How much gravity is enough? Team studies how astronauts determine 'up' in space
Keeping upright in a low-gravity environment is not easy, and NASA documents abound with examples of astronauts falling on the lunar surface. Now, a new study by an international team of researchers led by York University professors Laurence Harris and Michael Jenkin, published today in PLOS ONE, suggests that the reason for all these moon mishaps might be because its gravity isn't sufficient to provide astronauts with unambiguous information on which way is "up".
"The perception of the relative orientation of oneself and the world is important not only to balance, but also for many other aspects of perception including recognizing faces and objects and predicting how objects are going to behave when dropped or thrown," says Harris. "Misinterpreting which way is up can lead to perceptual errors and threaten balance if a person uses an incorrect reference point to stabilize themselves."
Using a short-arm centrifuge provided by the European Space Agency, the international team simulated gravitational fields of different strengths, and used a York-invented perceptual test to measure the effectiveness of gravity in determining the perception of up. The team found that the threshold level of gravity needed to just influence a person's orientation judgment was about 15 per cent of the level found on Earth – very close to that on the moon.

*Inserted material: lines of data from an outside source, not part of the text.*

PR #863, opened 2026-03-18
[PM-32747] Empty TOTP secrets are being saved to ciphers in web based clients

jengstrom-bw:
## 🎟️ Tracking

https://bitwarden.atlassian.net/browse/PM-32747

## 📔 Objective

Prevents empty totp secrets from being saved, and returns `TotpError::MissingSecret` if totp secret is empty for `generate_totp_cipher_view`


Hinton:
IMHO the web client should respect the types and not send `Some("")` when it should be `None`.

nick-livefront:
> IMHO the web client should respect the types and not send `Some("")` when it should be `None`.

@Hinton That is also being addressed: https://github.com/bitwarden/clients/pull/19645

nick-livefront (approved):

stellar9575:
this (in addition to the clients PR) is also indicated as a fix for

https://github.com/bitwarden/android/issues/6526

PR #867, opened 2026-03-19
[PM-32688] CipherView <-> CipherBlob conversions

shane-melton:
## 🎟️ Tracking

[PM-32688](https://bitwarden.atlassian.net/browse/PM-32688)

## 📔 Objective

Implement bidirectional conversions between `CipherView` and `CipherBlobV1`. This is only to be used internally by the `blob encryption` module in the [following ticket](https://bitwarden.atlassian.net/browse/PM-32429).

[PM-32688]: https://bitwarden.atlassian.net/browse/PM-32688?atlOrigin=eyJpIjoiNWRkNTljNzYxNjVmNDY3MDlhMDU5Y2ZhYzA5YTRkZjUiLCJwIjoiZ2l0aHViLWNvbS1KU1cifQ


crates/bitwarden-vault/src/cipher/blob/conversions/mod.rs
```diff
@@ -0,0 +1,353 @@
...
+                Self { $($field: src.$field.clone()),+ }
+            }
+        }
+        impl From<&$type_b> for $type_a {
+            fn from(src: &$type_b) -> Self {
+                Self { $($field: src.$field.clone()),+ }
+            }
+        }
+    };
+}
```
gbubemismith, line 37: 🔥 this saves lots of typing

crates/bitwarden-vault/src/cipher/blob/conversions/mod.rs
```diff
@@ -0,0 +1,353 @@
...
+                    password_revision_date: login_data.password_revision_date,
+                    uris: none_if_empty(login_data.uris.iter().map(LoginUriView::from).collect()),
+                    totp: login_data.totp.clone(),
+                    autofill_on_page_load: login_data.autofill_on_page_load,
+                    fido2_credentials,
+                });
+                view.card = None;
+                view.identity = None;
+                view.secure_note = None;
+                view.ssh_key = None;
```
gbubemismith: ⛏️ I see each match applying the `None`, I think we can set all the fields to None before getting to the match, that way you wouldn't need to apply on each arm 

``` rust
  view.login = None;
  view.card = None;
  view.identity = None;
  view.secure_note = None;
  view.ssh_key = None;

match &self.type_data {
      CipherTypeDataV1::Login(login_data) => {
          view.r#type = CipherType::Login;
          view.login = Some(LoginView { ... });
      }
      CipherTypeDataV1::Card(card_data) => {
          view.r#type = CipherType::Card;
          view.card = Some(CardView::from(card_data));
      }
      // ...
  }
```

mzieniukbw (dismissed):
lgtm from KM

addisonbeck (dismissed):

crates/bitwarden-vault/src/cipher/blob/conversions/mod.rs
shane-melton: Good call, done in [1c637c3](https://github.com/bitwarden/sdk-internal/pull/867/commits/1c637c3899f46ee50b8fd2d55226f3929ce7ae9f)

gbubemismith (approved):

The team also found that Martian gravity, at 38 per cent of that on Earth, should be sufficient for astronauts to orient themselves and maintain balance on any future manned missions to Mars.
"If the brain does not sense enough gravity to determine which way is up, astronauts may get disoriented, which can lead to errors like flipping switches the wrong way or moving the wrong way in an emergency," says Jenkin. "Therefore, it's crucial to understand how the direction of up is established and to establish the relative contribution of gravity to this direction before journeying to environments with gravity levels different to that of Earth."
This work builds upon results obtained in long-duration microgravity by Harris and Jenkin and other members of York's Centre for Vision Research on board the International Space Station during the Bodies in the Space Environment project, funded by the Canadian Space Agency.